All lines in the records below that hold "twice" are to be shown.

[Stored data entries]
────────

PR #515, opened 2023-05-24
Fix crash on interactive cleanup twice

dfsp-spirit:
Changes Summary
----------------
- insta-fix for a bug discovered by DJ: on the latest dev, running `spy.cleanup(interactive=False)` twice in a row crashes Syncopy., #516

────────

▸ ANSWER SPACE
Fix crash on interactive cleanup twice
- insta-fix for a bug discovered by DJ: on the latest dev, running `spy.cleanup(interactive=False)` twice in a row crashes Syncopy., #516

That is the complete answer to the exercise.